Today is December 7th, the 69th anniversary of the bombing of Pearl Harbor. "A date", like Franklin D. Roosevelt announced, "which will live in infamy".
But this is old news. Most veterans of World War II are dead (those who aren't should live and be well for a long time), the United States is good friends with Japan - why do we still care about December 7th? Because we haven't learned the lessons of Pearl Harbor.
There is a new Pearl Harbor visitor's center that has been built to commemorate that fateful day. One Pearl Harbor veteran, Durrell Conner is there to be a part of the memorial proceedings and understands the lessons to be learned.
Conner hopes the new center will help the public remember the lessons of Dec. 7, particularly the need to be prepared.

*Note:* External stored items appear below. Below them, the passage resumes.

PR #3116, opened 2018-03-15
[WIP] *: Replace wrong usage of cluster_name with dns_name

mxinden:
By default the Tectonic installer uses the cluster name with the base
domain (`<cluster_name>.<base_domain>`) as the url for the console, api,
tnc, ... In addition the Tectonic installer has the feature to specify a
custom dns name, which will be prefixed to the base domain instead of
the cluster name when set.

This was not consistently done in the Terraform code. Instead, sometimes
the cluster name would be used even though the dns name was set. This
patch introduces consistent usage of dns name, which is either set to
the input dns name, or if empty to the cluster name.

**This is a work in progress implementation.** Waiting for proper scheduling into Sprint (INST-999).

//CC @squat @spangenberg

### DIFF
--- a/modules/aws/master-asg/master.tf
+++ b/modules/aws/master-asg/master.tf
@@ -61,7 +61,7 @@ resource "aws_autoscaling_group" "masters" {
 
 data "ignition_config" "tnc_master" {
   append {
-    source = "http://${var.cluster_name}-tnc.${var.base_domain}/ign/v1/role/master"
+    source = "http://${var.dns_name}-tnc.${var.base_domain}/ign/v1/role/master"
   }
 
   files = ["${data.ignition_file.kubelet_master_kubeconfig.id}"]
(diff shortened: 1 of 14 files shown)


modules/aws/master-asg/master.tf
```diff
@@ -61,7 +61,7 @@ resource "aws_autoscaling_group" "masters" {
 
 data "ignition_config" "tnc_master" {
   append {
```
enxebre: will need to change the pattern https://github.com/coreos/tectonic-installer/blob/master/steps/bootstrap/tnc-s3.tf#L16 and https://github.com/coreos/tectonic-installer/blob/master/steps/bootstrap/s3-assets.tf#L4

platforms/govcloud/main.tf
```diff
@@ -66,6 +66,7 @@ module "etcd" {
   ssh_key                    = "${var.tectonic_govcloud_ssh_key}"
   subnets                    = "${module.vpc.worker_subnet_ids}"
   dns_server_ip              = "${var.tectonic_govcloud_dns_server_ip}"
+  dns_name = "${var.tectonic_dns_name}"
```
enxebre: Can't find tectonic_dns_name in the config file

squat: https://github.com/coreos/tectonic-installer/blob/master/platforms/govcloud/variables.tf#L182

squat:
Closing since this was WIP and is out of date. We can still track this issue with INST-999.

PR #3120, opened 2018-03-16
cli: add ignition support

enxebre:
- Add a IgnitionFile field for node pools 
- the cli validate ign file and embed the tnc append block
- Terraform always receive the generated user-data ign file path as an input

Once we get https://github.com/coreos/tectonic-installer/pull/3079 will create a follow up PR for etcd to use the generated userdata


enxebre:
@thorfour seems that tnc is ignoring the KubeconfigFetchCmd property

config.tf
```diff
@@ -522,3 +522,19 @@ It is only supported for Azure cloud provider.
 Used to collect the boot logs for debug purposes.
 EOF
 }
+
+variable "tectonic_ignition_master" {
+  type = "string"
+
+  description = <<EOF
+(optional) Ignition config file path. This is automatically generated by the installer.
```
squat: Should we change these to `(internal)` since users should not touch it?

squat: What do you think about supplying the full json here rather than a file path? This way the tectonic CLI does not need to write anything to disk, just add the text to the terraform.tfvars.

installer/pkg/config-generator/ignition.go
```diff
@@ -0,0 +1,140 @@
...
+		poolToRole[n] = "worker"
+	}
+	for _, n := range c.Etcd.NodePools {
+		poolToRole[n] = "etcd"
+	}
+	return poolToRole
+}
+
+func (c ConfigGenerator) GenerateIgnConfig(clusterDir string) error {
+
```
squat: extra newline

installer/pkg/config-generator/ignition.go
```diff
@@ -0,0 +1,140 @@
...
+	for _, n := range c.Worker.NodePools {
+		poolToRole[n] = "worker"
+	}
+	for _, n := range c.Etcd.NodePools {
+		poolToRole[n] = "etcd"
+	}
+	return poolToRole
+}
+
+func (c ConfigGenerator) GenerateIgnConfig(clusterDir string) error {
```
squat: Can you add a comment to this exported func?

installer/pkg/config-generator/ignition.go
```diff
@@ -0,0 +1,140 @@
...
+	cfg, rpt, err := ignconfig.Parse(data)
+	if len(rpt.Entries) > 0 {
+		return nil, fmt.Errorf("failed to parse ignition file %s: %s", filePath, rpt.String())
+	}
+
+	return &cfg, nil
+}
+
+func (c ConfigGenerator) embedAppendBlock(ignCfg ignconfigtypes.Config, role string) *ignconfigtypes.Config {
+
```
squat: extra newline

installer/pkg/config-generator/ignition.go
```diff
@@ -0,0 +1,140 @@
...
+	appendBlock := &ignconfigtypes.ConfigReference{
```
squat: why do we generate a pointer to the struct and then de-reference it in the next statement?

installer/pkg/config-generator/ignition.go
```diff
@@ -0,0 +1,140 @@
...
+	"io/ioutil"
+	"os"
+	"path/filepath"
+
+	ignconfig "github.com/coreos/ignition/config/v2_0"
+	ignconfigtypes "github.com/coreos/ignition/config/v2_0/types"
+)
+
+const (
+	IgnitionMaster = "ignition-master.ign"
```
squat: We redefine these exact same consts in https://github.com/coreos/tectonic-installer/pull/3120/files#diff-6db5d266dcce2af01d3bf830d357bc26R16

installer/pkg/config/types.go
```diff
@@ -91,6 +91,14 @@ type Proxy struct {
 	No    string `json:"tectonic_no_proxy,omitempty" yaml:"no,omitempty"`
 }
 
+type nodePools []nodePool
+
+type nodePool struct {
```
squat: It does not look like anyone is using this type? https://github.com/enxebre/tectonic-installer/blob/07fe3dab9cc74f8184bb23b821063c8f75eaacda/installer/pkg/config/cluster.go#L36

installer/pkg/config/validate.go
```diff
@@ -46,13 +50,69 @@ func (e *ErrSharedNodePool) Error() string {
 	return fmt.Sprintf("node pools cannot be shared, but %q is used by %s", e.name, strings.Join(e.fields, ", "))
 }
 
+// ErrWrongIgnConfig is returned when a wrong ign config is given.
```
squat: what do you mean by wrong? Invalid maybe?

installer/pkg/config/validate.go
```diff
@@ -46,13 +50,69 @@ func (e *ErrSharedNodePool) Error() string {
...
 // Validate ensures that the Cluster is semantically correct and returns an error if not.
 func (c *Cluster) Validate() []error {
 	var errs []error
 	errs = append(errs, c.validateNodePools()...)
+	errs = append(errs, c.validateIgnitionFiles()...)
+	return errs
+}
+
+func (c *Cluster) validateIgnitionFiles() []error {
+
```
squat: extra newline

installer/pkg/config/validate.go
```diff
@@ -46,13 +50,69 @@ func (e *ErrSharedNodePool) Error() string {
...
+		if err := validateIgnitionConfig(n.IgnitionFile); err != nil {
+			errs = append(errs, err)
+		}
+	}
 	return errs
 }
 
+func validateFileExist(ignitionFile string) error {
+	if _, err := os.Stat(ignitionFile); err != nil {
```
squat: there is no need for the `if` here. Just always `return err`. This way, if the error is nil, then you are returning nil and if the error is not nil then you are returning an error

installer/pkg/config/validate.go
```diff
@@ -46,13 +50,69 @@ func (e *ErrSharedNodePool) Error() string {
...
+		return err
+	}
+	return nil
+}
+
+func validateIgnitionConfig(filePath string) error {
+
```
squat: extra newline

config.tf
enxebre: Technically make sense, from a user perspective I like the file input

enxebre:
@squat addressed the comments PTAL. cc @crawford @alexsomesan

enxebre:
ok to test

enxebre:
test failing due to asg permissions:
```
* aws_autoscaling_group.workers: AccessDenied: User: arn:aws:sts::846518947292:assumed-role/tf-tectonic-installer/TECTONIC_INSTALLER_awsbas-pr-3120-8630a1 is not authorized to perform: autoscaling:DeleteTags on resource: arn:aws:autoscaling:us-east-2:846518947292:autoScalingGroup:64585609-4a53-4c26-9a37-238442081a0c:autoScalingGroupName/awsbas-pr-3120-8630a1-workers
```
cc @cpanato

squat:
@enxebre this PR adds too many files. Did you run glide-vc as directed in the README to reduce the number of vendors files?

installer/pkg/config-generator/ignition.go
```diff
@@ -0,0 +1,166 @@
...
+	"os"
+	"path/filepath"
+
+	ignconfig "github.com/coreos/ignition/config/v2_0"
+	ignconfigtypes "github.com/coreos/ignition/config/v2_0/types"
+	"github.com/coreos/tectonic-installer/installer/pkg/config"
+)
+
+var (
+	ignVersion = ignconfigtypes.IgnitionVersion{
```
squat: We should probably in-line the this struct for readability

installer/pkg/config-generator/ignition.go
```diff
@@ -0,0 +1,166 @@
...
+}
+
+// GenerateIgnConfig generates, if successful, files with the ign config for each role.
+func (c ConfigGenerator) GenerateIgnConfig(clusterDir string) error {
+	poolToRole := c.poolToRoleMap()
+	for _, p := range c.NodePools {
+		ignFile := p.IgnitionFile
+		ignCfg, err := parseIgnFile(ignFile)
+		if err != nil {
+			return err
```
squat: We should really wrap error so for improved context when debugging

installer/pkg/config-generator/ignition.go
```diff
@@ -0,0 +1,166 @@
...
+			Version: ignVersion,
+		}
+		return &ignconfigtypes.Config{Ignition: *ignition}, nil
+	}
+
+	data, err := ioutil.ReadFile(filePath)
+	if err != nil {
+		return nil, err
+	}
+
```
squat: This error seems to be completely ignored

installer/pkg/config/cluster.go
```diff
@@ -12,6 +12,12 @@ import (
 	"github.com/coreos/tectonic-installer/installer/pkg/config/vmware"
 )
 
+const (
+	IgnitionMaster = "ignition-master.ign"
```
squat: Could you document these exported values?

installer/pkg/config/cluster.go
```diff
@@ -41,6 +50,9 @@ type Cluster struct {
 	openstack.OpenStack `json:",inline" yaml:"openstack,omitempty"`
 	vmware.VMware       `json:",inline" yaml:"vmware,omitempty"`
 	Internal            `json:",inline" yaml:"-"`
+	IgnitionMaster      string `json:"tectonic_ignition_master,omitempty"`
```
spangenberg: Can you please ignore yaml in this and the below lines.

enxebre:
retest this please

enxebre:
retest this please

"For anything that might happen. There are a lot of people that don't like us and would like to see us destroyed. We have to keep alert all the time," he said.

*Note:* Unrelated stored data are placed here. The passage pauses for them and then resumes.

PR #3128, opened 2018-03-20
bazel: remove symlinks

squat:
cc @ggreer @crawford 

related: #3129 #3130

### DIFF
--- a/.gitignore
+++ b/.gitignore
@@ -15,3 +15,11 @@ bin_test/
 matchbox/
 modules/update-payload/generated/
 /contrib/govcloud/vpn.conf
+
+# Bazel
+bazel-bin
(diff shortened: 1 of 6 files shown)


.gitignore
```diff
@@ -15,3 +15,11 @@ bin_test/
 matchbox/
 modules/update-payload/generated/
 /contrib/govcloud/vpn.conf
+
+# Bazel
```
crawford: I think you probably need `bazel-src` as well.

squat: I don't get that directory locally, but we can add it if other people do. JW, your working directory for the installer isn't named `src` is it? Because bazel will create a directory called `bazel-<working-dir>` by default.

PR #3131, opened 2018-03-21
Cli: get terraform binary from inside the package

trawler:
This PR resolves an issue whereby the tectonic binary didn't necessarily use the packages terraform binary

### DIFF
--- a/installer/pkg/workflow/executor.go
+++ b/installer/pkg/workflow/executor.go
@@ -1,0 +1,106 @@
+package workflow
+
+import (
+	"errors"
+	"fmt"
+	"os"
+	"os/exec"
+	"path/filepath"
+	"runtime"
+)
+
+// executor enables calling TerraForm from Go, across platforms, with any
+// additional providers/provisioners that the currently executing binary
+// exposes.
+//
+// The TerraForm binary is expected to be in the executing binary's folder, in
+// the current working directory or in the PATH.
+type executor struct {
+	binaryPath string
+}
+
+// Set the binary names for different platforms
+const (
+	tfBinUnix    = "terraform"
+	tfBinWindows = "terraform.exe"
+)
+
+// errBinaryNotFound denotes the fact that the TerraForm binary could not be
+// found on disk.
+var errBinaryNotFound = errors.New(
+	"TerraForm not in executable's folder, cwd nor PATH",
+)
+
+// newExecutor initializes a new Executor.
+func newExecutor() (*executor, error) {
+	ex := new(executor)
+
+	// Find the TerraForm binary.
+	binPath, err := tfBinaryPath()
+	if err != nil {
+		return nil, err
+	}
+
+	ex.binaryPath = binPath
+	return ex, nil
+}
+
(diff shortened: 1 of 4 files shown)


trawler:
ok to test

installer/pkg/workflow/executor.go
```diff
@@ -0,0 +1,114 @@
...
+//
+// An error is returned if the TerraForm binary could not be found, or if the
+// TerraForm call itself failed, in which case, details can be found in the
+// output.
+func (ex *executor) execute(clusterDir string, args ...string) error {
+	// Prepare TerraForm command by setting up the command, configuration,
+	// and the working directory
+	cmd := exec.Command(ex.binaryPath, args...)
+
+	if clusterDir == "" {
```
enxebre: small hint: this should probably go at the top of the func before creating the cmd struct

installer/pkg/workflow/executor.go
```diff
@@ -0,0 +1,114 @@
...
+var ErrBinaryNotFound = errors.New(
+	"TerraForm not in executable's folder, cwd nor PATH",
+)
+
+// newExecutor initializes a new Executor.
+func newExecutor() (*executor, error) {
+	ex := new(executor)
+
+	// Find the TerraForm binary.
+	out, err := tfBinaryPath()
```
enxebre: `out` sounds a bit confusing to me, I'd rather use `bin` or `path`, wdyt?

installer/pkg/workflow/executor.go
```diff
@@ -0,0 +1,114 @@
...
+
+// Set the binary names for different platforms
+const (
+	tfBinUnix    = "terraform"
+	tfBinWindows = "terraform.exe"
+)
+
+// ErrBinaryNotFound denotes the fact that the TerraForm binary could not be
+// found on disk.
+var ErrBinaryNotFound = errors.New(
```
enxebre: no need to export this variable

installer/pkg/workflow/executor.go
```diff
@@ -0,0 +1,114 @@
...
+
+// executor enables calling TerraForm from Go, across platforms, with any
+// additional providers/provisioners that the currently executing binary
+// exposes.
+//
+// The TerraForm binary is expected to be in the executing binary's folder, in
+// the current working directory or in the PATH.
+type executor struct {
+	binaryPath   string
+	envVariables map[string]string
```
enxebre: this is no used anywhere

installer/pkg/workflow/executor.go
```diff
@@ -0,0 +1,113 @@
...
+
+	cmd := exec.Command(ex.binaryPath, args...)
+
+	cmd.Stdin = os.Stdin
+	cmd.Stdout = os.Stdout
+	cmd.Stderr = os.Stderr
+	cmd.Dir = clusterDir
+
+	// Start TerraForm.
+	err := cmd.Run()
```
enxebre: you can just:
`return cmd.Run()` here and avoid the `if err` verbosity

PR #3132, opened 2018-03-22
tests: fix role for aws govcloud

cpanato:

### DIFF
--- a/Jenkinsfile
+++ b/Jenkinsfile
@@ -251,7 +251,7 @@ pipeline {
       }
       environment {
         TECTONIC_INSTALLER_ROLE = 'tf-tectonic-installer-track-2'
-        TECTONIC_GOVCLOUD_INSTALLER_ROLE = 'tf-tectonic-installer'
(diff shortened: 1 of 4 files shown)


Jenkinsfile
```diff
@@ -251,6 +251,7 @@ pipeline {
       }
       environment {
         TECTONIC_INSTALLER_ROLE = 'tf-tectonic-installer-track-2'
+        TECTONIC_GOVCLOUD_INSTALLER_ROLE = 'tf-tectonic-installer'
```
enxebre: should probably rather be named `TECTONIC_INSTALLER_GOVCLOUD_ROLE` wdyt?

enxebre: doesn't the value need to be 'tf-tectonic-installer-govcloud'?

cpanato: the role name in the govcloud accout is called `tf-tectonic-installer` :) 

I will update the first comment thanks!

cpanato:
@enxebre PTAL :)

cpanato:
this is not needed anymore

PR #3133, opened 2018-03-22
tests: save terraform logs when timeout

cpanato:


tests/rspec/lib/aws_cluster.rb
```diff
@@ -311,4 +296,12 @@ def describe_network_interfaces
   rescue => e
     puts e
   end
+
+  def save_terraform_logs(tectonic_logs, output)
```
enxebre: is there anything doing this terraform specific? should probably be just  `save_logs`?

tests/rspec/lib/aws_cluster.rb
```diff
@@ -207,43 +195,40 @@ def destroy
   end
 
   def run_tectonic_cli(env, cmd, flags = '')
```
enxebre: as a followup we could probably keep run_tectonic_cli purely as it is but returning the output, and add wrapper function that handles the timeout and call save_logs

cpanato: ok, since we are planning to refactor all the code, I dont want to spend to much time now

tests/rspec/lib/aws_cluster.rb
cpanato: this just save the terraform logs

enxebre: we use it in the reference above for the terraform logs. But there's nothing intrinsic in the function which makes it terraform specific. It just take a file path and a data stream, and fill the first one with the second one

PR #3134, opened 2018-03-23
Remove platforms - azure/gcp/govcloud/vmware/openstack

cpanato:
Cleaning master by removing `azure`, `govcloud`, `metal`, `gcp`, `openstack` and `vmware`.

Those platforms will be readded, when we advance in the new installer flow. For now we are focus on `AWS`.


cpanato:
@squat it uses the variables.bzl i changed that only. let me know if this is not good

enxebre:
as we are not supporting track-1 in this branch anymore we can remove bootkube module, rename bootkube-ut2 to bootkube and update the references in the steps folder now.

enxebre:
- can we also remove modules/openstack?
- Also I'd be in favour of removing non platform specific but unused modules e.g modules/bootstrap-ssh, dns/azure, dns/gcp wdyt?
- In the root BUILD.bazel there's glob pointing to "platforms" folder that should be removed now
- Also modules/ignition can be cleanup now, but let's do that in a different PR

sym3tri:
@squat I agree with @enxebre

bluecmd:
FYI, this broke a link on https://coreos.com/tectonic/docs/latest/install/vmware/vmware-terraform.html
> Edit the parameters with details of the VMware infrastructure. View all of the VMware specific options and the common Tectonic variables.

PR #3137, opened 2018-03-26
*: cleanup bazel rules

squat:
This commit cleans up several Bazel rules to remove mentions of code
that was previously in the Track-1 flow of the Tectonic Installer.

cc @enxebre @sym3tri @cpanato 
This PR builds off of #3134 and removes all remaining mentions of track1 resources.


squat:
most of the additions are actually the result of moving `modules/bootkube-ut2` to `modules/bootkube` and not actual additions of LoC

enxebre:
looking great to me, `make structure-check` needs to be dropped from Jenkinsfile

PR #3138, opened 2018-03-26
Documentation: add bazeless docs

squat:
cc @sym3tri @alexsomesan


Documentation/dev/bazel-in-depth.md
```diff
@@ -0,0 +1,51 @@
+# Bazel Under The Hood
+
+The goal of this document is to detail the steps taken by Bazel when building the Tectonic Installer project so that users better understand the process. Ultimately, a user building the project could elect to build the project without Bazel, either by hand or otherwise.
```
sym3tri: But this is not recommended because it would lead to a non-hermetic build which could lead to unpredictable results depending on the environment configured on the build host. Therefore we recommend using the build instructions outlined in the README for consistent reproducible builds.

squat:
Thanks @sym3tri. PTAL again when you can

PR #3141, opened 2018-03-28
tests: add parameter to -v and update jenkinsfile

cpanato:
also bump the conformance test image


cpanato:
it is failing due something in the cluster. Will merge this and we will investigate the reason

Mr. Conner is exactly right. There are people out there that "don't like us and would like to see us destroyed." Next September, the United States will commemorate our own Pearl Harbor, the attacks of 9/11, almost a decade ago. An attack that murdered more Americans than were murdered at Pearl Harbor.
Have we learned anything from the attack on Pearl Harbor? Or is this a commemoration of an event long past that has no real relevance to our lives today. I'm not sure we have learned the lessons. We see at the airport that all Americans are treated as terrorists wanna-bees. And if you complain about why a nun is pulled over for extra screening, while Muslim males between the ages of 18-40 paying cash for a one-way airplane ticket are free to fly, you are called a bigot and a racist. Does this make sense?
Obviously, our Pearl Harbor veterans "get it". We've already had our equivalent attack just a decade ago... have we already forgotten?